К приготовленной таким образом взвеси продукта добавляют 0,1% водный раствор бриллиантового зеленого в количестве 2% к объему (т.е. 20,0см3 раствора красителя к 1000,0см3 взвеси продукта), перемешивают и выдерживают в термостате при температуре 370С от 18 до 24 часов;
На следующий день 1,0см3 выдержанной в термостате смеси переносят в пробирки с 10,0см3 магниевой среды или среды Мюллера и инкубируют при температуре 370С в течение 18-24 часов.
Прямой посев в среды для селективного обогащения.
Асептически сделанные навески сухих компонентов продукта засевают в колбы с магниевой средой или средой Мюллера, соблюдая соотношение продукта и среды 1:9.
Для жидких продуктов допускается использование среды с двойной концентрацией ингредиента при соотношении продукта и среды 1:1.
В обоих случаях колбы с посевами инкубируют в течение 18-24 часов при 370С, после чего производят высев на поверхность чашки дифференциально-диагностической средой – Плоскирева. Чашки с посевами инкубируют при 370С в течение 24-48 часов, причем просмотр посевов осуществляют дважды: через 24 и 48 часов после инкубации.
При наличии смешанного роста необходимо сделать повторный пересев на питательный агар для выделения чистых культур и получения изолированных колоний.
Типичные колонии сальмонелл на среде Плоскирева – бесцветные, прозрачные, плоские. При отсутствии типичных колоний сальмонелл на каждой из сред результат анализа считают «отрицательным», т. е. в исследуемой массе продукта сальмонелл нет. При наличии на чашках Петри типичных для сальмонелл колоний или колоний, подозрительных на сальмонелл, производят их дальнейшее изучение.
Для этого выбирают хорошо изолированную колонию и засевают на пробирки с трехсахарным агаром с мочевиной или средой Клиглера и инкубируют при 370С в течение 24 часов. Идентификацию выделенных культур проводят, соответственно, по ферментации лактозы, глюкозы, сахарозы и расщеплению мочевины:
– покраснение или пожелтение скошенной части столбика трехсахарной среды (при посеве уколом) говорит об образовании кислоты в результате ферментации лактозы или сахарозы;
– покраснение столбика трехсахарной среды указывает на расщепление глюкозы;
– бледно-розовый цвет столбика трехсахарной среды указывает на расщепление мочевины;
– об образовании сероводорода судят по почернению в столбике трехсахарной среды.

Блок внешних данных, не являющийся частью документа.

PR #448, opened 2021-05-22
JAMES-3589 Mailet processing without Camel

chibenwa:
Addresses issues of https://github.com/apache/james-project/pull/447

Special care had been taken to dispose splitted/duplicated emails.

The split away from Camel is partial - one might want to:

 - [ ] Get rid of the Camel dependency
 - [ ] Rename maven package, classes, etc...
 - [ ] Get rid of inheritance and favor composition
 
I opened it to get a full build and thus identify potential issues.


chibenwa:
Ok, got a :green_apple: build on this.

server/mailet/mailetcontainer-camel/src/main/java/org/apache/james/mailetcontainer/impl/camel/MatcherSplitter.java
```diff
@@ -155,6 +155,8 @@ public MatcherSplitter(MetricFactory metricFactory, CamelMailetProcessor contain
 
                     Mail newMail = MailImpl.duplicate(mail);
                     newMail.setRecipients(matchedRcpts);
+                    newMail.setState(mail.getState());
+                    mail.setRecipients(rcpts);
```
Arsnael, line 159: That's already set up few lines above (154). Any reason to do it again?

Arsnael (approved):

rouazana:
No problem for me for removing camel. Did you see some improvement in build or launch time by the way? As far as I remember it was slowing down James' startup.

chibenwa:
> Did you see some improvement in build or launch time by the way?

 - I saw a marginal improvments on the mailet runtime. Likely 1-5% according to the benchs async-profiler flame graphs.
 - JMAP RFC-8621 memory now runs sub-100 ms after warmup.
 - I will evaluate the gains in term of image gains

chibenwa:
(Just rebased to solve conflict)

Arsnael (approved):

Arsnael:
Rebased and squashed fixups

PR #450, opened 2021-05-22
JAMES-3591 Warn against CassandraBlobStore usage

chibenwa:


server/blob/blob-cassandra/src/main/java/org/apache/james/blob/cassandra/CassandraBlobStoreDAO.java
```diff
@@ -80,6 +87,9 @@ public CassandraBlobStoreDAO(CassandraDefaultBucketDAO defaultBucketDAO,
 
         this.metricClOneMissCount = metricFactory.generate(CASSANDRA_BLOBSTORE_CL_ONE_MISS_COUNT_METRIC_NAME);
         this.metricClOneHitCount = metricFactory.generate(CASSANDRA_BLOBSTORE_CL_ONE_HIT_COUNT_METRIC_NAME);
+
+        LOGGER.warn("WARNING: JAMES-3591 Cassandra is not made to store large binary content, its use will be suboptimal compared to " +
```
jeantil, line 91: Only if this log can be disabled by a config flag. otherwise a log at warn will trigger potentially spurious alerting in various tools such as sentry and it's a pain to properly ignore.

chibenwa: Fair.

Arsnael (approved):

PR #1181, opened 2022-09-05
WIP IMAP throttler

chibenwa:
## Prior the "reactive IMAP migration"

IMAP request execution is blocking, there is a thread pool of max "ioThreads" (default 20) taking care of 1 request each.

 -> Bad resource utilisation as IO threads get's sleeping most of the time => this was the motivation to migrate to a "reactive style of code".
 -> QOS: at any given time there is at most IO thread requests processed at once.

While the "resource utilisation" of this model might be detrimental, the QOS part of this model might actually be beneficial.

## After the "reactive IMAP migration"

The model is now fully asynchronous with few threads processing potentially thousands of requests.

 -> Good resource utilisation
 -> No QOS

## Diagnostic

On one of our prod instances we notice IMAP request activity spikes that actually overwhelm the servers:

 -> Exhaust the http concurrency on the S3 driver
 -> SERIAL timeouts on Cassandra side.
 -> Eventually build up as bad as to get an OOM

I believe that this situation was prevented by the QOS bringed in by the "blocking thread pool" execution model.

I believe bringing back in that QOS as an option might be beneficial.

## TODO

QOS (concurrentIMAPRequests option in imapserver.xml) defaults to no QOS (unbounded)

Find a way to implement this with Reactor / Netty

Experiment to see if this stabilizes OpenPaaS.linagora.com. If validated contribute it upstream.

### DIFF
--- a/server/protocols/protocols-imap4/src/main/java/org/apache/james/imapserver/netty/ReactiveThrottler.java
+++ b/server/protocols/protocols-imap4/src/main/java/org/apache/james/imapserver/netty/ReactiveThrottler.java
@@ -1,0 +1,94 @@
+/****************************************************************
+ * Licensed to the Apache Software Foundation (ASF) under one   *
+ * or more contributor license agreements.  See the NOTICE file *
+ * distributed with this work for additional information        *
+ * regarding copyright ownership.  The ASF licenses this file   *
+ * to you under the Apache License, Version 2.0 (the            *
+ * "License"); you may not use this file except in compliance   *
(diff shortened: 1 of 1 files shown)


quantranhong1999:
An effort contributing unit tests for the throttler : https://github.com/quantranhong1999/james-project/commit/81d80229f642acfc60dc517a51b51e029d57b8fd#r83411951

chibenwa:
See https://github.com/apache/james-project/pull/1185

Если культуры сбраживают лактозу с образованием газа и расщепляют мочевину, то они не принадлежат к бактериям рода сальмонелл, поэтому дальнейшему изучению подвергаются культуры, не ферментирующие лактозу и не расщепляющие мочевину, но ферментирующие глюкозу (с образованием или без образования газа).
Культуры, ферментирующие глюкозу без образования газа, подозрительны как брюшнотифозные сальмонеллы или дизентерийные бактерии.Культуры, ферментирующие глюкозу с образованием газа, т. е. дающие в среде пузырьки, и продуцирующие сероводород, могут принадлежать к роду сальмонелл. Если во всех пробирках отсутствует характерная для сальмонелл реакция, результат считают отрицательным и дают заключение об отсутствии в исследуемой массе продукта бактерий рода сальмонелл.